新空力パーツ導入で好タイムを記録したホンダNSX-GT

 今季は当初、国内外8つのサーキットでレースが開催される予定だった。

 しかし、長距離を移動する多くの関係者の感染リスクを低減するため、シリーズを運営するGTアソシエイション(GTA)は開催地を富士スピードウェイ(静岡県/第1戦、第2戦、第5戦、第8戦)、鈴鹿サーキット(三重県/第3戦、第6戦)、ツインリンクもてぎ(栃木県/第4戦、第7戦)の3カ所に限定し、そのうち前半4戦は無観客で開催すると発表した。

 タイとマレーシアで開催予定だった海外ラウンドは、渡航制限の緩和の見通しが立たないこともあり、現地プロモーターと協議。その結果、今年の開催を見送る決断を下した。

 6月27日・28日には、富士スピードウェイで公式テストが開催。新型コロナウイルス感染防止対策のために無観客での開催となり、報道関係者の入場も一切許されず、その模様は公式映像を担当するJ SPORTSがライブ中継を行なった。

 サーキットに入場するドライバーをはじめ、各チーム関係者はテストの14日前から健康チェックを毎日実施し、関係書類をGTAに提出。現場でのスタッフ人数は厳しく制限されたほか、チーム間の往来ができないような対策も講じられた。

 そのような厳戒態勢を経て、ついにおよそ3カ月ぶりにスーパーGTマシンのサウンドがサーキットに響き渡った。

 2020年からスーパーGTの車両規則が変更。GT500クラスはドイツツーリングカー選手権(DTM)との共通技術規則「クラス1」が導入されることになった。これにより、トヨタ(昨年までレクサス)、日産、ホンダの3メーカーは新規定に沿った新しいマシンを用意した。

 今回のテストで、際立った速さを見せたのがホンダ勢だ。

 実はこの公式テストから、ホンダは『フリックボックス』と呼ばれるフロント空力パーツの新バージョンを導入している。1日目の午前は比較データ収集のために従来版を装着していたが、午後には新型を装着。すると、それ以降はすべてのセッションでトップタイムを記録した。

 現在のGT500車両規定では、各メーカーは独自でパーツ開発できる箇所が厳しく制限されており、フリックボックスはそのうちのひとつ。ただ、今季仕様に関してはなかなか満足のいくものに仕上がらず、3月に行なわれた岡山でのテストでもいい感触が得られなかったという。

 その後、新型コロナウイルスの影響で開幕が延期となってしまったが、その間も手を止めずに解決策を探し続けた結果、今回のテストで新しいものを持ち込むことができた。

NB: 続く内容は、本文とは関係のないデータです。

PR #226, opened 2026-04-23
Extract make_chisq_dict + make_chisqgrad_dict into pure backend functions

rohandahale:
Extracts the two dictionary-making methods from `Imager` into pure functions in `ehtim/imaging/imager_backend.py` and addresses the review feedback. Implements tasks 1A.2 and 1A.3 from the Phase 1 roadmap in #212.

## Extraction (initial)

| File | Change |
|---|---|
| `ehtim/imaging/imager_backend.py` | `+compute_chisq_dict`, `+compute_chisqgrad_dict`; constants `DATATERMS` / `DATATERMS_POL` / `POLARIZATION_MODES` now live here |
| `ehtim/imager.py` | Method bodies replaced with thin wrappers; constants re-imported for backward compat |
| `tests/conftest.py` | New factory fixtures `observe`, `initialize_imager` |
| `tests/test_imager_backend.py` | New `TestComputeChisqDict` + `TestComputeChisqgradDict` classes |

## Bugs found and fixed in this PR

1. **`make_chisq_dict` was passing bundled polarimetric array to scalar chisq** — `imcur_nu` (shape `(4, N)`) instead of `imcur_nu[0]` (Stokes-I slice) when `pol_next in POLARIZATION_MODES`. `make_chisqgrad_dict` correctly sliced; the value version didn't. Users running `make_image_IP(data_term={'vis': 1000, 'pvis': 500})` would have hit a `ValueError`. Latent since commit 971bf0c (July 2024). Fixed in both method and backend; regression test `test_polarimetric_stokes_i_bundled`.
2. **`chisqgrad_m` typo at `pol_imager_utils.py:613`** — `np.real(   * np.dot(Amatrix.conj().T, mdiff))` had a missing left operand. The `m`-gradient path raised `TypeError` on every call. Derived correct factor `mimage * np.exp(-2j*chiimage)` from `pimage = I·m·exp(2i·chi)`, verified by FD in IMARR space to ~1e-11.
3. **Two more typo bugs** in untested regularizer code paths: `outgrad[0] = gradi` should be `gradout` (line 914 of `smgrad`), and `return gradoutout/norm` should be `gradout` (line 1097 of `vsm_grad`). Both would `NameError` on first call. Fixed.

## Review feedback addressed

- `_next` suffix dropped from backend args (`e81845c`)
- `DATATERMS`/`DATATERMS_POL`/`POLARIZATION_MODES` moved to `imager_backend.py`, re-exported from `imager.py` (`884ff72`)
- `_observe` and `_initialize_imager` moved to `conftest.py` as factory fixtures (`801f8d3`)
- Per-term chi² / grad tests across all 6 single-pol terms (`vis`, `amp`, `bs`, `cphase`, `camp`, `logcamp`) + 3 polarimetric terms (`pvis`, `m`, `vvis`); single uniform bound `(0.3, 10)` with `snrcut=3` works for all (`16adda8`, `0efb571`)
- The `compute_chisq_dict`/`compute_chisqgrad_dict` merge filed as task 2.11 in #212

## Ruff cleanup

`pol_imager_utils.py` had 301 pre-existing ruff errors that surfaced once CI ran ruff on the file (touched here for the `chisqgrad_m` fix). Cleaned in `3404b01`: 237 auto-fixed (whitespace, unsorted imports, unused stdlib imports, `from __future__` no-ops, `(x not in y)` form), 64 manual (E701 one-liners, raw-docstring conversions, `%`-formatting, the explicit-imports replacement, the two typo bugs above). Verified semantics-preserving; full suite passes.

## Test coverage

- **266 tests pass** (up from 213 on dev-backend; net +53 new)
- Three code paths covered: Stokes I, polarimetric (`DATATERMS_POL` + bundled Stokes-I), multifrequency
- Parametrized over all 3 ttypes (direct / fast / nfft) for chi² consistency
- Wrapper parity tests: `imgr.make_chisq*_dict(imcur)` == backend function
- Cross-dict parity test: `chisq` and `chisqgrad` share the same key set
- Per-term invariants:
  - **Noise-free + `debias=False`**: chi² < 1e-10, grad max|.| < 1e-10 (forward-model correctness)
  - **Noisy + `debias=True` + `snrcut=3`**: 0.3 < chi² < 10 (sigma normalization)
- Polarimetric tests use a `gauss_im_pol` fixture (Stokes I + Q + U + V)

## Out-of-scope items filed in #212

- **2.12** — `chisqdata_cphase_diag` / `chisqdata_logcamp_diag` raise `ValueError: inhomogeneous np.array` under NumPy ≥ 1.24; `chisqgrad_logcamp_diag` uses deprecated `np.float`. Diagonalized variants excluded from per-term parametrize.
- **2.14** — `transform_gradients` overwrites the log chain rule for the I-segment when both `log` and `mcv`/`vcv`/`polcv` are in transforms (`imager_backend.py:244` overwrites line 238 because `mcv_chain[0] = 1`). Pre-existing, affects all polarimetric I-segment gradients silently.

## Related

- Implements tasks 1A.2 and 1A.3 in #212
- Follows the Phase 1 extraction pattern from #224

### DIFF
--- a/ehtim/imager.py
+++ b/ehtim/imager.py
@@ -35,6 +35,9 @@ import ehtim.imaging.imager_utils as imutils
 import ehtim.imaging.multifreq_imager_utils as mfutils
 import ehtim.imaging.pol_imager_utils as polutils
 from ehtim.imaging.imager_backend import (
+    DATATERMS,
+    DATATERMS_POL,
+    POLARIZATION_MODES,
     compute_chisq_dict,
     compute_chisqgrad_dict,
     compute_embed,
@@ -52,9 +55,6 @@ NHIST = 50   # number of steps to store for hessian approx
 MAXLS = 40   # maximum number of line search steps in BFGS-B
 STOP = 1e-6  # convergence criterion
 EPS = 1e-8
-
-DATATERMS = ['vis', 'bs', 'amp', 'cphase', 'cphase_diag', 'camp', 'logcamp', 'logcamp_diag']
-DATATERMS_POL = ['pvis', 'm', 'vvis']
 
 REGULARIZERS = ['gs', 'tv', 'tvlog','tv2', 'tv2log', 'l1', 'l1w', 'lA', 'patch',
                 'flux', 'cm', 'simple', 'compact', 'compact2', 'rgauss']
@@ -87,7 +87,6 @@ REGPARAMS_DEFAULT = {'major':50*ehc.RADPERUAS,
                      'alpha_A':1.0,
                      'epsilon_tv':0.0}
 
-POLARIZATION_MODES = ['P','QU','IP','IQU','V','IV','IQUV','IPV'] # TODO: treatment of V may be inconsistent
 MEANPOL_INIT = 0.2 # mean initial polarization if not in initial image
 SIGMAPOL_INIT = 1.e-2 # perturbations to initial polarization if not in initial image
 
@@ -1087,7 +1086,6 @@ class Imager:
             imcur, sorted(self.dat_term_next.keys()), self._data_tuples,
             self.obslist_next, self._logfreqratio_list, self.mf_next,
             self.pol_next, self._ttype, self._embed_mask,
-            DATATERMS, DATATERMS_POL, POLARIZATION_MODES,
         )
 
     def make_chisqgrad_dict(self, imcur):
@@ -1099,7 +1097,6 @@ class Imager:
             self.obslist_next, self._logfreqratio_list, self.mf_next,
             self.pol_next, self._ttype, self._embed_mask,
             self._which_solve, self._nimage,
-            DATATERMS, DATATERMS_POL, POLARIZATION_MODES,
         )
 
     def make_reg_dict(self, imcur):
--- a/ehtim/imager.py
+++ b/ehtim/imager.py
@@ -35,6 +35,7 @@ import ehtim.imaging.imager_utils as imutils
 import ehtim.imaging.multifreq_imager_utils as mfutils
 import ehtim.imaging.pol_imager_utils as polutils
 from ehtim.imaging.imager_backend import (
+    compute_chisq_dict,
     compute_embed,
     embed_imarr,
     make_initarr,
@@ -1081,46 +1082,12 @@ class Imager:
         """Make a dictionary of current chi^2 term values
            input is image array transformed to bounded values
         """
-
-        chi2_dict = {}
-        for dname in sorted(self.dat_term_next.keys()):
-            # Loop over all observations in the list
-            for i, obs in enumerate(self.obslist_next):
-                if len(self.obslist_next)==1:
-                    dname_key = dname
-                else:
-                    dname_key = dname + (f'_{i}')
-
-                # get data products
-                (data, sigma, A) = self._data_tuples[dname_key]
-
-                # get current multifrequency image
-                if self.mf_next:
-                    logfreqratio = self._logfreqratio_list[i]
-                    imcur_nu = mfutils.image_at_freq(imcur, logfreqratio)
-                else:
-                    imcur_nu = imcur
-
-                # Polarization chi^2 terms
-                if dname in DATATERMS_POL:
-                    chi2 = polutils.polchisq(imcur_nu, A, data, sigma, dname,
-                                             ttype=self._ttype, mask=self._embed_mask)
-
-                # Single Polarization chi^2 terms
-                elif dname in DATATERMS:
-                    if self.pol_next in POLARIZATION_MODES:
-                        imcur_nu_I = imcur_nu[0]
-                    else:
-                        imcur_nu_I = imcur_nu
-                    chi2 = imutils.chisq(imcur_nu, A, data, sigma, dname,
-                                         ttype=self._ttype, mask=self._embed_mask)
-
-                else:
-                    raise Exception(f"data term {dname} not recognized!")
-
-                chi2_dict[dname_key] = chi2
-
-        return chi2_dict
+        return compute_chisq_dict(
+            imcur, sorted(self.dat_term_next.keys()), self._data_tuples,
+            self.obslist_next, self._logfreqratio_list, self.mf_next,
+            self.pol_next, self._ttype, self._embed_mask,
+            DATATERMS, DATATERMS_POL, POLARIZATION_MODES,
+        )
 
     def make_chisqgrad_dict(self, imcur):
         """Make a dictionary of current chi^2 term gradient values
--- a/ehtim/imager.py
+++ b/ehtim/imager.py
@@ -36,6 +36,7 @@ import ehtim.imaging.multifreq_imager_utils as mfutils
 import ehtim.imaging.pol_imager_utils as polutils
 from ehtim.imaging.imager_backend import (
     compute_chisq_dict,
+    compute_chisqgrad_dict,
     compute_embed,
     embed_imarr,
     make_initarr,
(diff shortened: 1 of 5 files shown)


rohandahale:
@achael This PR is ready for review.

ehtim/imaging/imager_backend.py
```diff
@@ -394,3 +395,185 @@ def compute_embed(imvec, xdim, ydim, psize, clipfloor):
...
+    Parameters
+    ----------
+    imcur : np.ndarray
+        Current image array transformed to bounded values.
+    dat_term_keys : list of str
+        Data term names to evaluate, already sorted.
+    data_tuples : dict
+        Pre-computed data products keyed by dname or dname_i,
+        each value is a (data, sigma, A) tuple.
+    obslist_next : list
```
achael: super minor but maybe remove the "_next" subscripts from the variable names here in the backend function

ehtim/imaging/imager_backend.py
```diff
@@ -394,3 +395,185 @@ def compute_embed(imvec, xdim, ydim, psize, clipfloor):
     coord_matrix = coord[embed_mask]
 
     return embed_mask, coord_matrix
+
+
+def compute_chisq_dict(imcur, dat_term_keys, data_tuples, obslist_next,
+                       logfreqratio_list, mf_next, pol_next, ttype, embed_mask,
+                       dataterms, dataterms_pol, polarization_modes):
```
achael: do dataterms, dataterms_pol, and polarization_modes need to be arguments for future jax purposes or can they be kept as a global variable defined in the backend file? Since these aren't likely to change much I think keeping them as global definitions (defined either in the backed file or in const_def) would make more sense aesthetically, but I'm just not sure how/if jax handles global variables.

ehtim/imaging/imager_backend.py
```diff
@@ -394,3 +395,185 @@ def compute_embed(imvec, xdim, ydim, psize, clipfloor):
...
+            else:
+                imcur_nu = imcur
+
+            # Polarimetric chi^2 gradients
+            if dname in dataterms_pol:
+                if mf_next:
+                    pol_solve = which_solve[0:4]
+                else:
+                    pol_solve = which_solve
+                chi2grad = polutils.polchisqgrad(imcur_nu, A, data, sigma, dname,
```
achael, line 542: let's not do this now, but maybe we can consider if we need to have separate wrapper functions at all for chisq, polchisq and chisqgrad, polchisqgrad. That is maybe there should just be one wrapper for chisq and one for chisqgrad that merges the two existing ones. That would streamline these make_chisq_dict and make_chisqgrad_dict functions considerably at the expense of making those funcitons 2x as long

ehtim/imager.py
```diff
@@ -1081,109 +1083,24 @@ def make_chisq_dict(self, imcur):
...
-                    raise Exception(f"data term {dname} not recognized!")
-
-                chi2_dict[dname_key] = chi2
-
-        return chi2_dict
+        return compute_chisq_dict(
+            imcur, sorted(self.dat_term_next.keys()), self._data_tuples,
+            self.obslist_next, self._logfreqratio_list, self.mf_next,
+            self.pol_next, self._ttype, self._embed_mask,
+            DATATERMS, DATATERMS_POL, POLARIZATION_MODES,
```
achael: see comment re if global variables or constants are allowed in jax

tests/test_imager_backend.py
```diff
@@ -19,6 +26,29 @@
...
+# Multifrequency test frequencies
+REFFREQ_HZ = 230e9
+MF_ALT_FREQ_HZ = 345e9
+
+# Synthetic polarization fractions for polarimetric tests
+POL_FRAC_Q = 0.1
+POL_FRAC_U = 0.05
+
+
+def _observe(im, eht_array, ttype="direct", tstart=TSTART_HR, tstop=TSTOP_HR):
```
achael: should this be in conf_test.py and we just pull it in here? Not sure on best practice, but in that case we wouldn't have to redefine some of the constants above, right?

tests/test_imager_backend.py
```diff
@@ -95,3 +122,283 @@ def test_coord_matrix_units(self, gauss_im):
...
         max_coord = (im.xdim // 2) * im.psize
         assert np.all(np.abs(coord_matrix) <= max_coord + im.psize)
+
+
+# ---------------------------------------------------------------------------
+# Helpers for chisq dict tests
+# ---------------------------------------------------------------------------
+
+
+def _initialize_imager(obs, im, data_term, pol="I", ttype="direct",
```
achael: again maybe it makes sense to put this in conf_test if it is going to be shared in future imager tests? not sure

tests/test_imager_backend.py
```diff
@@ -95,3 +122,283 @@ def test_coord_matrix_units(self, gauss_im):
...
+        obs2 = _observe(gauss_im, eht_array, tstart=tmid, tstop=TSTOP_HR)
+        imgr, imcur = _initialize_imager(
+            [obs1, obs2], gauss_im, {"vis": 100},
+        )
+        result = _call_backend_chisq_dict(imgr, imcur)
+        assert set(result.keys()) == {"vis_0", "vis_1"}
+        for v in result.values():
+            assert np.isfinite(v)
+
+    def test_multifrequency(self, gauss_im, eht_array):
```
achael: nice!

tests/test_imager_backend.py
```diff
@@ -95,3 +122,283 @@ def test_coord_matrix_units(self, gauss_im):
...
+
+class TestComputeChisqDict:
+    """Tests for compute_chisq_dict (extracted from Imager.make_chisq_dict)."""
+
+    def test_stokes_i_single_term(self, gauss_im, eht_array):
+        """Stokes I, single data term — returns one finite chi^2."""
+        obs = _observe(gauss_im, eht_array)
+        imgr, imcur = _initialize_imager(obs, gauss_im, {"vis": 100})
+        result = _call_backend_chisq_dict(imgr, imcur)
+        assert set(result.keys()) == {"vis"}
```
achael: since we are testing the chisq on the ground truth image, does it make sense to not just test if its finite but that it is close to 1 with some tolerance?

achael (commented):
mostly just some general philosophical questions to consider on organization. but overall it looks very good!

ehtim/imaging/imager_backend.py
rohandahale: Done!

ehtim/imaging/imager_backend.py
rohandahale: I moved DATATERMS, DATATERMS_POL, POLARIZATION_MODES to imager_backend.py as module-level constants and imager.py re-imports them so external code doing from ehtim.imager import DATATERMS still works. JAX-wise this is fine I think. Immutable python lists captured as closures at trace time are equivalent to local constants, only mutable global state would invalidate jit caches, which these aren't.

ehtim/imaging/imager_backend.py
rohandahale: Good idea, I have marked this as task 2.11 in #212 (merge `imutils.chisq` + `polutils.polchisq` into a single dispatcher, same for `chisqgrad` + `polchisqgrad`). We will revisit when we touch those dispatchers in tasks 2.4 / 2.5.

ehtim/imager.py
rohandahale: Done!

tests/test_imager_backend.py
rohandahale: Good catch! I followed it down a rabbit hole that turned out to be informative. I replaced the finite check with parametrized tests covering all single-pol data terms (vis, amp, bs, cphase, camp, logcamp) and polarimetric terms (pvis, m, vvis):

- `test_chisq_zero_on_truth_no_debias[_pol]`: noise-free + debias=False → chi² < 1e-10 (forward-model correctness).
- `test_chisq_near_unity_on_noisy_truth[_pol]`: noisy + debias=True + snrcut=3 → 0.3 < chi² < 10 (sigma normalization).

Same for the gradient class.

Findings worth flagging:

- chi² ≈ 1 calibration requires snrcut > 0. Without it, low-SNR data points break the linearization in bisig (bispectrum) and the (1 − cos) saturation in chisq_cphase. With snrcut=0 the per-term chi² values come out at ~0.5 (bs), ~1.5 (cphase), and 1e2–1e12 (camp/logcamp). With snrcut=3 they all collapse to ~1 with reasonable spread, a single uniform bound (0.3, 10) works across all data terms, no per-term special-casing needed.
- For noise-free case the chi² is huge for camp/logcamp because debias=True by default along with add_th_noise=False: chisqdata_* debiases the measured values, but chisq_* computes raw predicted values from imcur. On noise-free truth, debiased measured ≠ raw predicted, by amounts that blow up at low-SNR quadrangles. Setting debias=False makes everything ~1e-29.
- `cphase_diag` and logcamp_diag are broken upstream. chisqdata_cphase_diag / chisqdata_logcamp_diag raise ValueError: inhomogeneous np.array under NumPy ≥ 1.24, and chisqgrad_logcamp_diag uses deprecated np.float. I excluded them from the parametrize dtests and filed as task 2.12 in #212.
- I discovered a separate `transform_gradients` bug (`imager_backend.py:238-246`): when both log and mcv are in transforms (the standard polarimetric case), line 238 sets the log chain rule for the I-segment, then line 244 overwrites it with mcv_chain * gradarr where mcv_chain[0] = 1. Affects all polarimetric I-segment gradients, not just m. This was pre-existing, not introduced here. Filed as task 2.14 in #212.

tests/test_imager_backend.py
rohandahale: Done! Both `_observe` and `_initialize_imager` are now factory fixtures in conftest.py. Tests inject them via (`self`, `gauss_im`, `observe`, `initialize_imager`) and the TINT_SEC / TADV_SEC / TSTART_HR / TSTOP_HR / BW_HZ constants live only in conftest now (the duplicates in test_imager_backend.py are gone).

tests/test_imager_backend.py
rohandahale: Same as above, moved to `conftest.py` as the `initialize_imager` factory fixture. Future imager tests can inject it via (`initialize_imager`) without reimplementing the setup.

rohandahale:
@achael Thanks for the review! I addressed all comments. The philosophical questions turned out to be quite useful and pulled three real bugs into the open along the way:

- `_next suffix` dropped from backend args (`e81845c`)
- Constants moved to imager_backend.py, re-exported from imager.py for backcompat (`884ff72`)
- `_observe` and `_initialize_imager `moved to `conftest.py` as factory fixtures (`801f8d3`)
- Per-term chi² / grad tests across all 6 single-pol terms + 3 polarimetric terms, with snrcut=3 to absorb low-SNR linearization breakdown so a single uniform bound (0.3, 10) works (`16adda8`, `0efb571`)
- The chisq + chisqgrad merge is filed as task 2.11 in #212

Bugs surfaced and handled along the way:

`chisqgrad_m` typo at `pol_imager_utils.py:613` (missing operand): fixed in `bb123b9`, factor derived from `pimage = I·m·exp(2i·chi)`, verified by FD to ~1e-11.
`chisqdata_cphase_diag` / `chisqdata_logcamp_diag` broken under NumPy ≥ 1.24 — out of scope, filed as task 2.12 in #212.
`transform_gradients` overwrites the log chain rule for the I-segment when both log and mcv/vcv/polcv are in transforms (line 244 overwrites line 238 because mcv_chain[0] = 1). This was pre-existing, affects all polarimetric I-segment gradients. Filed as task 2.14 in #212.

Ruff cleanup of `pol_imager_utils.py (3404b01)`: Touching the file for the chisqgrad_m fix made CI run ruff on it, exposing 301 pre-existing issues. Most were cosmetic (whitespace, unsorted imports, unused stdlib imports, from __future__ no-ops); 237 auto-fixed, 64 fixed manually. While doing it I also caught two more typos: `outgrad[0] = gradi `(should be `gradout`) at line 914 and return `gradoutout/norm` at line 1097, both in untested regularizer paths that would have raised `NameError` on first call. Fixed both.


Ready for re-review!

ehtim/imaging/imager_backend.py
achael: great!

tests/test_imager_backend.py
achael: fantastic, this is all excellent. 
1. Good test of snrcut! glad it is doing its job, though in practice people should probably flag data before putting in the imager
2. I've thought for a while that debias should be False by default, but the default has been True forever just because it originated that way and I didn't want to break old scripts. Maybe this reorg is a good time to reconsider this as well. I think I would argue for setting it False by default in the next PR 
3.  very good catch. I think the _diag implementations have never worked properly, or at least they have been broken for a while. we should return to this and add these as tested chisqs, gradients in test_chisquared.py as well
4. again an issue with simultaneous IP imaging, probably introduced when I hastily implemented multifrequency polarization two summers ago. This will be very nice to fix -- and simultaneous IP imaging could be a very tractable goal to show off by the collab meeting (as well as bigger datasets).

achael (approved):
Excellent, glad we are uncovering bugs that have escaped detection so far!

 テスト終了後、新しいNSX-GTの開発に携わった100号車の山本尚貴(RAYBRIG NSX-GT)は電話取材でこう語った。

「スーパーGTは(結果の)取りこぼしをどれだけ少なく済ませるかが、チャンピオンを獲得するうえで必要なこと。そういった観点で見ると、今年作ったクルマは少し”ピンポイント(個性の尖った)なキャラクター”になっていたんです。

(チャンピオンを獲得するためには)やっぱり各サーキットでのアベレージを上げたい。それをみんなでずっと議論してきたなか、開発陣があの新しいアイテム(フリックボックス)を作ってくれました。結果的に乗りやすくなりましたね。

 100号車は岡山テストで少し問題を抱えていて、うまく走らせることができませんでした。その原因がわからなくて困っていましたが、コロナの影響でインターバルができ、チームが問題点を徹底的に洗い出してくれて、富士テストでは調子がよかった。やっと戦える土俵に上がれたなと感じました」

 テスト2日目にトップタイムを記録した8号車の野尻智紀(ARTA NSX-GT)にも電話取材したところ、新しいパーツについてネガティブな印象はないという。

「正直、これをつけたからと言ってダウンフォースがめちゃくちゃ増えたとか、何かが大きく変わったかと言われると、そうではないです。ただ、新しいものをつけたことによって、何か悪さをしてしまうようなことは確実になかったと思います。ほかのチームからもネガティブな印象は聞こえてきていません」

 3月の岡山テストの段階では「GR Supraで今季を戦うトヨタ勢が一歩リードなのではないか」という噂が強かった。だが、ホンダの新パーツ導入を機に、その流れが変わったのは確か。テストの結果をみてもわかるとおり、ホンダ勢がトヨタ勢の牙城を崩す勢いのパフォーマンスを披露した。

 もちろん、トヨタ勢も相手の動きをかなり警戒している様子。今回のテストで「ホンダ勢が頭ひとつ抜け出た」と確定するには時期尚早だろう。

「仕上がりだけ見ると、Supraはやっぱり仕上がっているなと思います。一方、GT-Rはスピードがないわけではないけど、少しトラブルが目立った印象でした。でも、日産も開幕戦までに修正してくると思います」(山本)

 開幕前テストでは、ホンダ勢が多くのセッションでトップタイムを記録した。しかし、どのセッションの上位にもトヨタ勢は食い込んでおり、タイム差は接近している。

 新パーツの登場で勢いに乗るホンダ、シーズンオフから下馬評の高いトヨタ、トラブルからの巻き返しを図る日産……。新型コロナウイルス対策のために現地でレースを観られないのは残念だが、例年以上に目が離せないスーパーGT開幕戦となることは間違いなさそうだ。